Usually Jordan will pull my hair until my face is inches from his demon staff, then command me to suck. I bend a little, so my hair is within his reach, but the second I realize he isn’t reaching for my hair, he comes, his body shuddering, his hands hovering near his penis as if to help an old man who might just fall.
I dismount, pulling my pants back on, and he uses the napkins from dinner to clean up. Hoo, he says. Hooee. Then he says, You want me to finish you off or something?
My pants are already back on, I tell him, and he relaxes. The bit of M&M is gone from his lip and I wonder if it’s somewhere in my pubic hair. Come here, he says, patting his chest. The napkin is still stuck to his skin and it flutters gently, like paper wings. I put my head on his shoulder and Jordan says We got to keep warm. He rubs my arm a little, then falls asleep, his nose whistling softly, a sweet garlicky smell blowing out of his open mouth.

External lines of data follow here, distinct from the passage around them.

PR #815, opened 2019-02-25
Add the DiscoveryIgnoreReplicaHostnameFilters in the sample configuration.

jfg956:
Add the DiscoveryIgnoreReplicaHostnameFilters in the sample configuration.

https://github.com/github/orchestrator/issues/814

### Description

Add the DiscoveryIgnoreReplicaHostnameFilters in the sample configuration.

### DIFF
--- a/conf/orchestrator-sample-sqlite.conf.json
+++ b/conf/orchestrator-sample-sqlite.conf.json
@@ -15,6 +15,10 @@
   "DefaultInstancePort": 3306,
   "DiscoverByShowSlaveHosts": true,
   "InstancePollSeconds": 5,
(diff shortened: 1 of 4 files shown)


shlomi-noach (changes requested):
@jfg956 thank you! It's noteworthy that the value is actually a regular expression. A fixed hostname would work, but so will `.*[.]datacenter3[.]example[.]com`. Perhaps we should also provide a regexp as example?

jfg956:
@shlomi-noach: I made explicit that DiscoveryIgnoreReplicaHostnameFilters can be a regexp.
Hopefully, this will do.  Cheers, JFG

shlomi-noach (approved):
thank you!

My mother had given me the talk early. Seven years old. She said The man enters you and fills your emptiness. The man fills you up good and you should enjoy it when it happens.
I come out from under Jordan’s arm. Gooseflesh runs across his skin so I put his jacket over him. He doesn’t wake up when I open the car door or when I close it behind me.
It’s early enough in the fall that it’s still light enough out, and I begin walking down the mountain, my bare feet noiseless in the road. I smell sex on myself, salty, bleachlike, moist. I travel in a bubble of sex, sticky skin, used up. The few times Jordan and I have driven up or down the mountain I swear I’ve seen water, a lake or something, and I plan on using the last of the light to dip in, to make myself smell like anything else—mud, water, or nothing at all.